Moscow’s use of force to hold things
together is just one of the problems. Another is the disproportion between the
capital and the rest of the country. At present, Kotsyubinsky continues, “the
Russian Federation is the only giant country whose capital is several times
larger” and many times richer “than any other city of the country.”
That in turn has led to “the comically
absurd” disproportion between those regions which pay more to the center than
they get back and those which don’t.
That isn’t because the populations of the latter cannot work but because
of “the global ineffectiveness and injustice of the entire state system of the
Russian Federation.”
Given that, Kotsyubinsky argues that
“today there are more than serious reasons for acknowledging that the Russian
Federaiton is incapable of normal development and that it is in essence a
mortally ill economic and political organism.” Its heart, Moscow, is not a
source of energy but rather an enormous “administrative-financial tumor” that
must be excised.
“The country itself, that is the
organic conjunction of territories and the population living on them of course
will not disappear,” he says.
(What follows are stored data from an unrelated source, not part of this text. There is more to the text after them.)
PR #1004, opened 2022-02-20
Solution

derenivska:


src/transformStateWithClones.js
```diff
@@ -8,6 +8,45 @@
...
+      }
+
+      case 'clear': {
+        for (const key in newObj) {
+          delete newObj[key];
+        }
+
+        const cloneObject = { ...newObj };
+
+        clones.push(cloneObject);
```
aliceblunt8, line 43: push at the end of every iteration, not inside each case

src/transformStateWithClones.js
```diff
@@ -8,6 +8,45 @@
...
+        break;
+      }
+
+      case 'clear': {
+        for (const key in newObj) {
+          delete newObj[key];
+        }
+
+        const cloneObject = { ...newObj };
```
aliceblunt8, line 41: also no need to do this, just push a copy to clones
```
clones.push({...newObj});
```

aliceblunt8 (changes requested):

PR #1007, opened 2022-02-22
task is done

alexsom64:


src/transformStateWithClones.js
```diff
@@ -7,7 +7,35 @@
...
  */
 function transformStateWithClones(state, actions) {
-  // write code here
+  const objects = [];
+  let newObj = { ...state };
+
+  for (const obj of actions) {
+    switch (obj.type) {
+      case 'addProperties':
+        newObj = { ...newObj };
```
vitaliy-martynyuk, line 16: there is no need to copy object to itself

src/transformStateWithClones.js
```diff
@@ -7,7 +7,35 @@
...
+          if (key in newObj) {
+            delete newObj[key];
+          }
+        }
+        objects.push(newObj);
+        break;
+      case 'clear':
+        newObj = { ...newObj };
+        Object.keys(newObj).forEach(key => delete newObj[key]);
+        objects.push(newObj);
```
vitaliy-martynyuk, line 33:
```suggestion
        newObj = {};
```

vitaliy-martynyuk (changes requested):

src/transformStateWithClones.js
alexsom64: it changed the object without coping
last 2 tests failed without this line

src/transformStateWithClones.js
alexsom64: fixed

src/transformStateWithClones.js
vitaliy-martynyuk: in this case, you can delete all 3 `objects.push(newObj);` and create `objects.push({ ...newObj });` before the last `return` statement of this function

PR #1014, opened 2022-03-11
Solution

OlexandrIstomin:


src/transformStateWithClones.js
```diff
@@ -6,8 +6,35 @@
  *
  * @return {Object[]}
  */
-function transformStateWithClones(state, actions) {
-  // write code here
+function transformStateWithClones(object, array) {
```
Bohdan-Maksymiuk, line 9: Why do you rename variables? You should think about obvious naming. Everyone should understand your code.

Bohdan-Maksymiuk (dismissed):
Good code logic, but don't use obj, arr, i, newArr and etc. names for your variables. Naming is important!

src/transformStateWithClones.js
OlexandrIstomin: Скорее всего, случайно перенес название функции без параметров

varseniuk (approved):

PR #1028, opened 2022-03-29
solved

VladSkoromnyi:


vlasiuk-anatolii (approved):
Good job!

src/transformStateWithClones.js
```diff
@@ -7,7 +7,33 @@
  * @return {Object[]}
  */
 function transformStateWithClones(state, actions) {
-  // write code here
+  const firstState = { ...state };
+  const changeState = [];
+
+  function assigned(index, to, from) {
+    changeState[index] = Object.assign(to, from);
+  }
```
Anna-Tkachenko, line 15: This function is redundant, you can use destructuring for creating object copy and add it to array
array.push(...object)

src/transformStateWithClones.js
```diff
@@ -7,7 +7,33 @@
...
+
+  for (let i = 0; i < actions.length; i++) {
+    if (actions[i].type === 'addProperties') {
+      for (const key in actions[i].extraData) {
+        firstState[key] = actions[i].extraData[key];
+      }
+      assigned(i, {}, firstState);
```
Anna-Tkachenko, line 22: Don't repeat yourself: you use this functionality 3 times in your code, move it at the end of cycle

Anna-Tkachenko (changes requested):
Use switch / case if you need to do some logic depending on the value of some variable

Anna-Tkachenko (approved):
Good job! 👍

PR #1033, opened 2022-03-30
transformStateWithClones function was created

OksanaTyshchenko:


src/transformStateWithClones.js
```diff
@@ -7,7 +7,31 @@
  * @return {Object[]}
  */
 function transformStateWithClones(state, actions) {
-  // write code here
+  const result = [];
+  const clone = { ...state };
+
+  for (const item of actions) {
+    if (item.type === 'addProperties') {
```
yaremenko-maksym, line 14: `switch / case` instead of `if / else`.

yaremenko-maksym (changes requested):
Good job👍. Might use some minor changes.

src/transformStateWithClones.js
OksanaTyshchenko: Thank you for review, but I like using switch/case only with return and when there are many conditions) I don't like break , I am afraid forgetting them)

src/transformStateWithClones.js
```diff
@@ -7,7 +7,31 @@
  * @return {Object[]}
  */
 function transformStateWithClones(state, actions) {
-  // write code here
+  const result = [];
+  const clone = { ...state };
```
Anna-Tkachenko, line 11:
```suggestion
  const stateCopy = { ...state };
```

Anna-Tkachenko (changes requested):
Good job!
Just rewrite your solution using switch/case which is better in cases with limited amount of conditions (check checklist)

Anna-Tkachenko (approved):
Same here with default case, don't forget to add it

PR #1034, opened 2022-03-30
state was added

HelenPetrovska:


src/transformStateWithClones.js
```diff
@@ -6,8 +6,34 @@
  *
  * @return {Object[]}
  */
+
 function transformStateWithClones(state, actions) {
-  // write code here
+  const cloneArr = [];
```
Anna-Tkachenko, line 11: Don't use name of data types in variable names

Anna-Tkachenko (approved):
Good job! 👍

PR #1035, opened 2022-03-31
Solution

Vakolyyk:


VETALEK (approved):
Works fine, i think

Anna-Tkachenko (approved):
Good job!
Just use switch / case if you need to do some logic depending on the value of some variable

PR #1037, opened 2022-03-31
Solution

strukk311:


src/transformStateWithClones.js
```diff
@@ -8,6 +8,34 @@
  */
 function transformStateWithClones(state, actions) {
   // write code here
+  const result = [];
+  const steteItems = { ...state };
+
+  for (const action of actions) {
+    switch (true) {
+      case action.type === 'addProperties':
```
KostiaO, line 16: destruct objects: const { type, extradata } = action;

KostiaO (changes requested):
use destruct

src/transformStateWithClones.js
```diff
@@ -8,6 +8,37 @@
  */
 function transformStateWithClones(state, actions) {
   // write code here
+  const result = [];
+  const steteItems = { ...state };
```
Anna-Tkachenko, line 12:
```suggestion
  const stateItems = { ...state };
```

Anna-Tkachenko (approved):
Good job!

PR #1040, opened 2022-03-31
Create solution

ivan-kadykalo:


HelenPetrovska (changes requested):

Anna-Tkachenko (approved):
Good job!
Just use more meaningful variable names instead of arrContainer and tempObj

PR #1041, opened 2022-03-31
Solution

lem47:


src/transformStateWithClones.js
```diff
@@ -7,7 +7,37 @@
  * @return {Object[]}
  */
 function transformStateWithClones(state, actions) {
-  // write code here
+  const stateCopy = { ...state };
+  const result = [];
```
Anastasiia-Sharkova, line 11: pick a better name for variable :)

src/transformStateWithClones.js
```diff
@@ -7,7 +7,37 @@
...
+
+  for (const action of actions) {
+    switch (true) {
```
Anastasiia-Sharkova, line 14: [CODE STYLE]: switch/case should always have default case for error handling.

Anastasiia-Sharkova (approved):

PR #4070, opened 2024-12-08
js_stateful-clones solution

aCTORr8:
added task solution

### DIFF
--- a/src/transformStateWithClones.js
+++ b/src/transformStateWithClones.js
@@ -10,24 +10,23 @@ function transformStateWithClones(state, actions) {
   let currentState = { ...state };
   const states = [];
 
-  for (const action of actions) {
-    if (action.type === 'addProperties') {
-      currentState = { ...currentState, ...action.extraData };
+  for (const { type, extraData, keysToRemove } of actions) {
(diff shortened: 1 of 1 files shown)


src/transformStateWithClones.js
```diff
@@ -7,7 +7,30 @@
...
+      for (const key of action.keysToRemove) {
+        delete currentState[key];
+      }
+    }
+
+    if (action.type === 'clear') {
+      currentState = {};
+    }
+
+    states.push(currentState);
```
volodymyr-soltys97: Use switch case instead of if conditions

src/transformStateWithClones.js
```diff
@@ -7,7 +7,30 @@
  * @return {Object[]}
  */
 function transformStateWithClones(state, actions) {
-  // write code here
+  let currentState = { ...state };
+  const states = [];
+
+  for (const action of actions) {
+    if (action.type === 'addProperties') {
```

volodymyr-soltys97 (changes requested):
Good job!
Let's improve your code

volodymyr-soltys97 (approved):
Great work! 🔥

PR #4095, opened 2024-12-17
solution

b0hdan1:


src/transformStateWithClones.js
```diff
@@ -7,7 +7,30 @@
  * @return {Object[]}
  */
 function transformStateWithClones(state, actions) {
-  // write code here
+  let currentState = { ...state };
+  const result = [];
+
+  for (const action of actions) {
```

src/transformStateWithClones.js
```diff
@@ -7,7 +7,30 @@
...
+      currentState = { ...currentState };
+
+      for (const key of action.keysToRemove) {
+        delete currentState[key];
+      }
+    }
+
+    if (action.type === 'clear') {
+      currentState = {};
+    }
```
volodymyr-soltys97: Use switch case construction instead of if conditions

volodymyr-soltys97 (changes requested):
Good job 👍 
Let's improve your code

src/transformStateWithClones.js
b0hdan1: done

src/transformStateWithClones.js
b0hdan1: done

VitaliyBondarenko1982 (approved):
Good job

PR #4156, opened 2025-01-10
Solution

kovalmaria:


src/transformStateWithClones.js
```diff
@@ -7,7 +7,30 @@
...
+      newState = { ...newState };
+
+      for (const key of action.keysToRemove) {
+        delete newState[key];
+      }
+    }
+
+    if (action.type === 'clear') {
+      newState = {};
+    }
```
alexander-ignatow: It looks good, but please consider using a switch/case here, since it fits better.

In this case, you doan  extra job by checking all three `if` conditions on each iteration.

alexander-ignatow (changes requested):
Good job, but please fix the issue in your code

alexander-ignatow (approved):
Now it looks better! 

But one important thing about the switch-case - always add the `default` section.

PR #4194, opened 2025-01-23
Добавлен файл transformState.js с функцией трансформации состояния

mmaksymov:


transformState.js
```diff
@@ -0,0 +1,29 @@
+function transformStateWithClones(state, actions) {
```
Stepico, line 1: You have two the same files right for some reason just with different names

transformState.js
```diff
@@ -0,0 +1,29 @@
...
+  const stateHistory = []; // Массив для хранения состояний
```
Stepico, line 2: All comments should be in English

Stepico (changes requested):
Some changes needed, please check the comments

PR #4196, opened 2025-01-23
Solution

IvanIlnytskyy:


src/transformStateWithClones.js
```diff
@@ -7,7 +7,28 @@
...
+
+    if (action.type === 'removeProperties') {
+      action.keysToRemove.forEach(function (key) {
+        delete currentState[key];
+      });
+    }
+
+    if (action.type === 'clear') {
+      currentState = {};
+    }
```
volodymyr-soltys97: Use switch case here instead of if conditions, it will be more readable

src/transformStateWithClones.js
```diff
@@ -7,7 +7,28 @@
...
+  const states = [];
+  let currentState = { ...state };
+
+  for (const action of actions) {
+    if (action.type === 'addProperties') {
+      Object.assign(currentState, action.extraData);
+    }
+
+    if (action.type === 'removeProperties') {
+      action.keysToRemove.forEach(function (key) {
```
volodymyr-soltys97: Use arrow function
```suggestion
      action.keysToRemove.forEach((key) => {
```

src/transformStateWithClones.js
```diff
@@ -7,7 +7,28 @@
  * @return {Object[]}
  */
 function transformStateWithClones(state, actions) {
-  // write code here
+  const states = [];
+  let currentState = { ...state };
+
+  for (const action of actions) {
+    if (action.type === 'addProperties') {
```

volodymyr-soltys97 (changes requested):
Good job 👍 
Let's make your code better

vadiimvooo (approved):
Well done

PR #4274, opened 2025-02-10
add task solution

AnOvramenko:


PiekharievaK (approved):
Good job!

src/transformStateWithClones.js
```diff
@@ -7,7 +7,35 @@
  * @return {Object[]}
  */
 function transformStateWithClones(state, actions) {
-  // write code here
+  const arrStates = [];
```
```suggestion
  const transformedStates = [];
```

src/transformStateWithClones.js
```diff
@@ -7,7 +7,35 @@
...
+  let stateCopy = { ...state };
+
+  for (const obj of actions) {
+    let newState;
```
ArturErmolenko: why we need one more variable? we could work with stateCopy

src/transformStateWithClones.js
```diff
@@ -7,7 +7,35 @@
  * @return {Object[]}
  */
 function transformStateWithClones(state, actions) {
-  // write code here
+  const arrStates = [];
+  let stateCopy = { ...state };
+
+  for (const obj of actions) {
```
```suggestion
  for (const action of actions) {
```
its not obj, it's action inside actions

src/transformStateWithClones.js
```diff
@@ -7,7 +7,35 @@
...
+    let newState;
+
+    switch (obj.type) {
```
```suggestion
   const { type, extraData, keysToRemove } = action; --> obj in your version
    switch (type) {
    ...
```
use destruction

src/transformStateWithClones.js
```diff
@@ -7,7 +7,35 @@
...
+        break;
+      case 'clear':
+        newState = {};
+        break;
+      default:
+        throw new Error(`Unknown action type: ${obj.type}`);
+    }
+
+    arrStates.push({ ...newState });
+    stateCopy = newState;
```
```suggestion
```
confused ;)

src/transformStateWithClones.js
AnOvramenko: I was trying to solve the problem that AiBody said:
Direct Mutation of stateCopy: It's crucial to avoid directly mutating the stateCopy object within the switch cases. Instead, create a new copy of the object at the start of each switch case using Object.assign or the spread operator. This will help maintain the integrity of the state across different actions.

alexander-ignatow (changes requested):
Consider @ArturErmolenko comments

PR #4283, opened 2025-02-11
Solution js stateful clones

Nadiia-developer:


src/transformStateWithClones.js
```diff
@@ -7,7 +7,25 @@
  * @return {Object[]}
  */
 function transformStateWithClones(state, actions) {
-  // write code here
+  const stateHistory = [];
+  let currentState = { ...state };
```
OleksiiChystiakov: Please use a more detailed variable name.
Instead of `currentState`, use `stateCopy`. This makes it clear that we are working with a copy of the original state.

src/transformStateWithClones.js
```diff
@@ -7,7 +7,25 @@
...
+
+  for (const action of actions) {
+    if (action.type === 'addProperties') {
```
OleksiiChystiakov: Please use `switch` instead of `if-else`
Since `action.type` can only have a limited number of values, a `switch` statement is better than multiple `if-else` conditions.
Like this:
switch (action.type) {
      case 'addProperties':
      .....

src/transformStateWithClones.js
```diff
@@ -7,7 +7,25 @@
...
+      currentState = { ...currentState, ...action.extraData };
```
OleksiiChystiakov: Use `Object.assign` for clarity
Instead of `{ ...currentState, ...action.extraData }`, we can use `Object.assign(stateCopy, action.extraData);`
This improves understanding and is commonly used for merging objects. Spread operator creates a new object while Object.assign modifies target.

src/transformStateWithClones.js
```diff
@@ -7,7 +7,25 @@
...
+    } else if (action.type === 'removeProperties') {
```
OleksiiChystiakov: It should be inside `switch-case`
This should be inside a `switch` statement instead of an `if-else` block.

src/transformStateWithClones.js
```diff
@@ -7,7 +7,25 @@
...
+      currentState = { ...currentState };
+
+      for (const key of action.keysToRemove) {
+        delete currentState[key];
+      }
+    } else if (action.type === 'clear') {
```
OleksiiChystiakov: Instead of an `if-else`, this should be inside a `switch-case` and also, please add a `default` case to handle unexpected `action.type` values.

OleksiiChystiakov (changes requested):
In general, your code performs the necessary actions to meet the task requirements, but some improvements should be made. Please check my comments.

Stepico (approved):
Good job

PR #4285, opened 2025-02-11
solution

reb0rned:


src/transformStateWithClones.js
```diff
@@ -6,8 +6,34 @@
  *
  * @return {Object[]}
  */
+
 function transformStateWithClones(state, actions) {
```
Iwantschenko, line 9: No comments. Have a nice CODE )

Iwantschenko (approved):

src/transformStateWithClones.js
```diff
@@ -6,8 +6,33 @@
...
-  // write code here
+  const arrStates = [];
```
```suggestion
  const transformedStates = [];
```
suits better

src/transformStateWithClones.js
```diff
@@ -6,8 +6,33 @@
...
+  const stateCopy = { ...state };
+
+  for (const action of actions) {
+    switch (action.type) {
```
```suggestion
  for (const action of actions) {
  const { type, extraData, keysToRemove } = action;
    switch (type) {
    ...
```
Always use desctruction

alexander-ignatow (changes requested):
please fix @ArturErmolenko 's comments

src/transformStateWithClones.js
```diff
@@ -7,7 +7,38 @@
...
+        currentState = { ...currentState, ...extraData };
+        break;
+      case 'removeProperties':
+        const newState = {};
+
+        for (const key in currentState) {
+          if (!keysToRemove.includes(key)) {
+            newState[key] = currentState[key];
+          }
+        }
```
alexander-ignatow, line 27: No need to change, but possibly this is not the best solution in terms of productivity
`includes` has a linear complexity (think of it like it iterates array internally) and you are doing it inside the loop- so it gives you square complexity

src/transformStateWithClones.js
```diff
@@ -7,7 +7,38 @@
...
+
+        currentState = newState;
+        break;
+      case 'clear':
+        currentState = {};
+        break;
+      default:
+        throw new Error(`Unknown action type: ${type}`);
```
alexander-ignatow, line 35: :+1:

alexander-ignatow (approved):
Good job!

PR #4298, opened 2025-02-12
made solution

maxbilfed:
Solution

### DIFF
--- a/src/transformStateWithClones.js
+++ b/src/transformStateWithClones.js
@@ -8,24 +8,32 @@
  */
 function transformStateWithClones(state, actions) {
   // write code here
-  const newState = { ...state };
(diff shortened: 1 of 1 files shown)


src/transformStateWithClones.js
```diff
@@ -8,6 +8,27 @@
  */
 function transformStateWithClones(state, actions) {
   // write code here
+  const newState = { ...state };
+  const clonedStates = [];
+
+  for (const elem of actions) {
+    if (elem.type === 'addProperties') {
```
VladRoz95: You can use 'switch case statement' to perform different actions based on different conditions.

VladRoz95 (approved):

PR #4303, opened 2025-02-12
Solution

ansofidev:


SofiiaPelenska (approved):
Good job! But in this case, it is better to use `switch` instead of `if-else`.

PR #4318, opened 2025-02-14
first

anastasiia-zu:


src/transformStateWithClones.js
```diff
@@ -7,7 +7,55 @@
  * @return {Object[]}
  */
 function transformStateWithClones(state, actions) {
-  // write code here
+  const finalState = [];
+  let newState = { ...state };
+
+  for (let i = 0; i < actions.length; i++) {
```
alexander-ignatow: minor thing, but for / of loop would look slightly better here (you won't need extra variable for the index)

src/transformStateWithClones.js
```diff
@@ -7,7 +7,55 @@
...
+    const action1 = actions[i];
+
+    switch (action1.type) {
```
alexander-ignatow: 1. Weird variable name (better options - `currentAction`, etc)
2. To avoid creating it, consider using for/of :)

src/transformStateWithClones.js
```diff
@@ -7,7 +7,55 @@
...
+      case 'addProperties':
+        const addedResults = addProperties(action1, newState);
+
+        finalState.push(addedResults);
```
alexander-ignatow: Avoid intermediate variables, where you don't need them

```suggestion
        finalState.push( addProperties(action1, newState));
```

src/transformStateWithClones.js
```diff
@@ -7,7 +7,55 @@
...
+    newState = { ...finalState[finalState.length - 1] };
+  }
+
+  return finalState;
+}
+
+function addProperties(action1, newState) {
+  for (const key in action1.extraData) {
+    newState[key] = action1.extraData[key];
+  }
```
alexander-ignatow, line 46: Why not for/ of?

src/transformStateWithClones.js
```diff
@@ -7,7 +7,55 @@
...
+
+  return newState;
+}
+
+function removeProperties(action1, newState) {
+  for (let j = 0; j < action1.keysToRemove.length; j++) {
```
alexander-ignatow: Why not for/ of?

src/transformStateWithClones.js
```diff
@@ -7,7 +7,55 @@
...
+        throw new Error('Invalid type');
+    }
+
+    newState = { ...finalState[finalState.length - 1] };
+  }
+
+  return finalState;
+}
+
+function addProperties(action1, newState) {
```
alexander-ignatow: It would be a better practice to put such functions at the top of the file, as in such case it would be more human-readable

src/transformStateWithClones.js
```diff
@@ -7,7 +7,55 @@
...
+        break;
+
+      case 'removeProperties':
+        const removedResults = removeProperties(action1, newState);
+
+        finalState.push(removedResults);
+        break;
+
+      default:
+        throw new Error('Invalid type');
```
alexander-ignatow: 👍 

good, but lets make a message more informative. You may use `template literals`. (ex: `Invalid action type: ${action1.type}`)

alexander-ignatow (changes requested):
Good solution overall! You have a nice code structure, still there are some issues to fix

alexander-ignatow (approved):
Nice job!

PR #4320, opened 2025-02-15
Solution

abaskova:


OksanaKuziv (approved):
Your solution looks very nice!

src/transformStateWithClones.js
```diff
@@ -7,7 +7,38 @@
  * @return {Object[]}
  */
 function transformStateWithClones(state, actions) {
-  // write code here
+  const stateObject = [];
+
+  let currentState = { ...state };
+
+  for (let i = 0; i < actions.length; i++) {
+    const { type, extraData, keysToRemove } = actions[i];
```
alexander-ignatow, line 15: for..of loop works better here

```suggestion
  for (const  { type, extraData, keysToRemove } of actions) {
   ...
```

src/transformStateWithClones.js
```diff
@@ -7,7 +7,38 @@
...
+        break;
+
+      case 'addProperties':
+        nextState = { ...nextState, ...extraData };
+        break;
+
+      case 'removeProperties':
+        for (let j = 0; j < keysToRemove.length; j++) {
+          delete nextState[keysToRemove[j]];
+        }
```
alexander-ignatow, line 30: For..of is also a better option here

```suggestion
        for (const keyToRemovle of keysToRemove) {
          delete nextState[keyToRemove];
        }
```

alexander-ignatow (approved):
Overal, good job

Please review my comments and consider them for future!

But “the ‘Moscow-centric’ vectors of social
development” which have outlasted themselves “will be replaced by new ones,”
within the current borders if the regime federalizes but beyond them if it
doesn’t.
This emerging set of arrangements,
which Kotsyubinsky calls “Post-Russia,” will have the regions increasingly
linked to foreign countries in Asia and Europe even if they are able to
maintain many of”the traditional inter-reggional links and continue to place
their ‘metaphysical’ role of aa transit corridor between West and East.”
Some are certain to view this
prospect as “’a catrastrophe,’” he says. “But it is possible to view such a
future differently, understanding that in the final analysis states come and go,
but regions remain.” That is what is happening in Europe, and Kotsyubinsky
suggests that it will happen in Russia, however much some may try as now to
prevent it.
Just
how offensive such ideas are to many is suggested by a 2800-word article this
week by Regnum commentator Dmitry
Semushkin who seeks to link remarks by the author of these lines on the
weakness of Russian national identity to the arguments made at a recent Moscow academic
conference on federalism in order to attack the regionalists of his country as
nothing more than “closet secessionists and separatists,” an article that already
has been repeated 9,000 times in the Russian Internet (regnum.ru/news/1671224.html).
Demushkin’s article as been criticized
by several of those directly involved as a 1937-style denunciation that mis-characterizes
their positions and “promotes separatism” by unintentionally showing that
“regionalists want people in Russia to live like in liberal democratic Europe”
and that Russia cannot be a European state if it remains an empire (kotsubinsky.livejournal.com/361042.html
and rufabula.com/articles/2013/06/24/denunciation-regnum).